■ WHAT YOU WILL DO
Each line of the listing where the string "contrast" appears is to be identified and copied.

■ DATA SHOWN
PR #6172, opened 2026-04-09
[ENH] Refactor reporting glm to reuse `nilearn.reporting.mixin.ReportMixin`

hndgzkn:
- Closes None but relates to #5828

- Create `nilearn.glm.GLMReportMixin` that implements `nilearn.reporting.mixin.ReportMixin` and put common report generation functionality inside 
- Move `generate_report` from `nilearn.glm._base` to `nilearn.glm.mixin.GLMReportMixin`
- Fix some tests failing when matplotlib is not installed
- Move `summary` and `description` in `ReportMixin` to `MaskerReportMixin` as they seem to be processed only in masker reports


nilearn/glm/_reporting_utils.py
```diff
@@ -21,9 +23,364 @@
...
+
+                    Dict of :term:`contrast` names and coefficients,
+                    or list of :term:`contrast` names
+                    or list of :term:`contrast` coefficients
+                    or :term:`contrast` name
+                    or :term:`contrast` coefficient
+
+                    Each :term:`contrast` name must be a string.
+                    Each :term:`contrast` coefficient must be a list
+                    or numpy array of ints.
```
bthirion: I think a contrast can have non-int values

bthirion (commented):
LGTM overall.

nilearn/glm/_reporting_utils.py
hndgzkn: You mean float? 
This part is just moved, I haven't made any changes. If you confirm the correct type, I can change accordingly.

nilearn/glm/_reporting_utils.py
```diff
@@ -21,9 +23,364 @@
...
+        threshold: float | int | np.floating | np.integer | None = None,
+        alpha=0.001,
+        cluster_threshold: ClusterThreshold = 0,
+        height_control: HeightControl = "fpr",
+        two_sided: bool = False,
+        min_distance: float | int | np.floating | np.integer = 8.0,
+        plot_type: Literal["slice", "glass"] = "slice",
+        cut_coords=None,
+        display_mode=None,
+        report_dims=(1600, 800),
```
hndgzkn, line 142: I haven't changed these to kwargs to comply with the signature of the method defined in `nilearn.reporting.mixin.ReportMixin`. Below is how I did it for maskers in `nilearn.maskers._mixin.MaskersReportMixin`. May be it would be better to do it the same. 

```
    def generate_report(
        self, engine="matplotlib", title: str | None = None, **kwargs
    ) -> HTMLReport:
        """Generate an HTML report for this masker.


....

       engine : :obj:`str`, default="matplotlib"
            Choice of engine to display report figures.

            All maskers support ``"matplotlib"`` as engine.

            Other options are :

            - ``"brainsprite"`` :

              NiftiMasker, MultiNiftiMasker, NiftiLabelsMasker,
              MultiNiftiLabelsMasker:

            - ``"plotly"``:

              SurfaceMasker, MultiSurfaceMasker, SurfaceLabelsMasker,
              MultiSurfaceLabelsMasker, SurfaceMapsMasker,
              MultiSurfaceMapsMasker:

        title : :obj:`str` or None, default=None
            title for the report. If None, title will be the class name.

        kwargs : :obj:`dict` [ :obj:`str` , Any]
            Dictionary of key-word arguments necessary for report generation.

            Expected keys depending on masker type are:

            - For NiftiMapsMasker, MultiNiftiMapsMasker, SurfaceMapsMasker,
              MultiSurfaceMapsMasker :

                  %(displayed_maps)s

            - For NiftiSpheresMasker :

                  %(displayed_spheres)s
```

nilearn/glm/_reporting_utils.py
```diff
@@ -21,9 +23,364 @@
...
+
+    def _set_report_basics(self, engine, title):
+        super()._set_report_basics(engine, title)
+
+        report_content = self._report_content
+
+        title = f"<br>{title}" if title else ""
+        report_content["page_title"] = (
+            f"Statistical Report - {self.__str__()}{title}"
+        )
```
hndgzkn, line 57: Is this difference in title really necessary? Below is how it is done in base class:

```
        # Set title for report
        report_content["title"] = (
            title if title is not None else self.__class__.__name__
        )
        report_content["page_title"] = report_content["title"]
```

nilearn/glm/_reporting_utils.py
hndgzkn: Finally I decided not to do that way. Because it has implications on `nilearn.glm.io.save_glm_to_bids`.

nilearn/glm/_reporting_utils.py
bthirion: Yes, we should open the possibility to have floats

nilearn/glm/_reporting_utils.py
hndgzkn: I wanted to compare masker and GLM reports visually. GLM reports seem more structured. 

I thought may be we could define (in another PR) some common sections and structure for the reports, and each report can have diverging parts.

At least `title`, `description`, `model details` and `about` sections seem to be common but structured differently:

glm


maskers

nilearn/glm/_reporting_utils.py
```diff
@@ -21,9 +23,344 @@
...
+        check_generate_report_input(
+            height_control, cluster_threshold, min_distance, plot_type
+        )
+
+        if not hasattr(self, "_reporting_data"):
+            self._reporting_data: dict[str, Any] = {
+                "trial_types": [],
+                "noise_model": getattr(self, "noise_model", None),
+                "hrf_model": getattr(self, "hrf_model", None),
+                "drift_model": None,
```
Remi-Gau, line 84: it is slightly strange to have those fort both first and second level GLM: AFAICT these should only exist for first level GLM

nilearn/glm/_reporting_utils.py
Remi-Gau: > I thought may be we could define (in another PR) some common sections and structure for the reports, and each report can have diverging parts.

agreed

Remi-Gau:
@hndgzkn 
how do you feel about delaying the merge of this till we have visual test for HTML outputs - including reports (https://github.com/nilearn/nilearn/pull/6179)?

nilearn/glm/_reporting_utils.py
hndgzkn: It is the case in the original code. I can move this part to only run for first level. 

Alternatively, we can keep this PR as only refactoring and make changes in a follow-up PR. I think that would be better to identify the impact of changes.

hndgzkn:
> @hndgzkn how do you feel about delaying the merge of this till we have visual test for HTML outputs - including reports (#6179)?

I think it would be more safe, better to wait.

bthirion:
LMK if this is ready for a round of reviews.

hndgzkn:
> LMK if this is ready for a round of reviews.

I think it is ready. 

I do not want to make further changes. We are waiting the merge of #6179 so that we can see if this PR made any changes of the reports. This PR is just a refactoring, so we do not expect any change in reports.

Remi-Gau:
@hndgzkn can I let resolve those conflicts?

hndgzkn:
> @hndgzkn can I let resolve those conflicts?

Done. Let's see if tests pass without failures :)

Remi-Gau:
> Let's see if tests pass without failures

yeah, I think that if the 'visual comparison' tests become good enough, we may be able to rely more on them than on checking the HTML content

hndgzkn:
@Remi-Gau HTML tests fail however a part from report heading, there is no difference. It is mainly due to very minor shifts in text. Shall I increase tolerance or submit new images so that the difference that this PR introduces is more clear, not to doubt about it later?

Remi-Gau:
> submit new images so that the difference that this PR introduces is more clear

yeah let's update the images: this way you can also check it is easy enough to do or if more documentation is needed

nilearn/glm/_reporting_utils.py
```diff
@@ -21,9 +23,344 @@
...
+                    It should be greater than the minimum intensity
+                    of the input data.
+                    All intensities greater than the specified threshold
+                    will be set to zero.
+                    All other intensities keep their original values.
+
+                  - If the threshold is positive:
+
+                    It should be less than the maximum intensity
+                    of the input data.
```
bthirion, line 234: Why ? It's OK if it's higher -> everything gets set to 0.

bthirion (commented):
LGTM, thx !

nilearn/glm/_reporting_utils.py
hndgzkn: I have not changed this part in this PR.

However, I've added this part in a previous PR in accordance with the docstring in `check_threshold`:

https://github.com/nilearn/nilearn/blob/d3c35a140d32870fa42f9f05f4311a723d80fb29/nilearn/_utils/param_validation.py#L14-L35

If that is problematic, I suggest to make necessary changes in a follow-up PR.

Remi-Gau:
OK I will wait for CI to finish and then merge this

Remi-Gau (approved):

■ RESULT
+                    Dict of :term:`contrast` names and coefficients,
+                    or list of :term:`contrast` names
+                    or list of :term:`contrast` coefficients
+                    or :term:`contrast` name
+                    or :term:`contrast` coefficient
+                    Each :term:`contrast` name must be a string.
+                    Each :term:`contrast` coefficient must be a list
bthirion: I think a contrast can have non-int values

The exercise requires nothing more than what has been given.